Not food, but once I was cleaning my toothbrush and thought, “Gee - maybe if I zap it in the microwave, it will kill any bacteria.”
That was not a particularly good idea.
The bacteria may have been gone, but the toothbrush sort of melted and swirled around and came out looking like a miniature toilet brush.
So, in an effort to fight ignorance, count toothbrushes in a microwave as a “no”.

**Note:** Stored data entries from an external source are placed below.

PR #760, opened 2016-06-10
@craigspaeth Adds channel_id to articles

kanaabe:
Instead of having both `channel_ids` and `partner_channel_ids`, I'm thinking it can be consolidated to one `channel_id` since we've established that articles can only be in one channel, whether it be a partner or our own. 

The desired workflow is that we'd copy the article if we want in two channels (benefits analytics, tweak content for channel, extended versions, etc).

The one weird thing is mixing id types, where `channel_id` can be a Channel or Partner. Is that too confusing? I don't mind separating it to `channel_id` and `partner_channel_id` either.

### DIFF
--- a/api/apps/articles/model/retrieve.coffee
+++ b/api/apps/articles/model/retrieve.coffee
@@ -11,7 +11,7 @@ moment = require 'moment'
     # Separate "find" query from sort/offest/limit
     { limit, offset, sort } = input
     query = _.omit input, 'limit', 'offset', 'sort', 'artist_id', 'artwork_id', 'super_article_for',
-      'fair_ids', 'fair_programming_id', 'fair_artsy_id', 'fair_about_id', 'partner_id', 'auction_id', 'show_id', 'q', 'all_by_author', 'section_id', 'tags', 'has_video', 'fair_id'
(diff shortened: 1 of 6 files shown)


craigspaeth:
Adding `channel_id` is necessary regardless if you decide to add `partner_channel_id` later, so I'll merge.

My initial reaction is that it's better to keep these concepts separate and not try to reuse the same field for it, e.g. Positron "channels" are kinda their own entity that has their own access control concept and Gravity "partners" and those access control rules !== channels and maybe should stay living in Gravity (even though they might both be referred to as channels in irl). One way I could see this getting sticky is by considering them the same thing one will have to find a way to keep Gravity partners and Positron channels in sync (e.g. when Partner's are renamed, or users accts are added to partners).

On the other hand if you don't add complexity in the syncing Gravity partner <> Positron channels, that complexity will get moved elsewhere in the form of querying Gravity for it's access control rules (e.g. hit api.artsy.net/api/v1/me/partners and join it with writer.artsy.net/api/channels?has_access=me to determine what Writer channels you can see).

So I'd be happy with either approach, just laying the pros/cons that I can foresee.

They key to successful reheating is to use the power button on your microwave. Don’t reheat things at full power, just as you wouldn’t reheat in your oven at 500 degrees or on your stovetop on high. Crank the power level down to 4 or 5 and heat for a little longer. Almost everything will taste about the same as it did fresh. Exceptions include potatoes which I don’t think taste right by any method of reheating.
You can cook from fresh in your microwave with a little know-how and the right equipment. I have a Tupperware cooking device made for the microwave that I can roast a chicken in and it takes only 15-20 minutes. The bird comes out crisp and juicy. And BROWN! Almost any veggie can be quick steamed in the microwave. And let’s not forget bacon, bacon, bacon!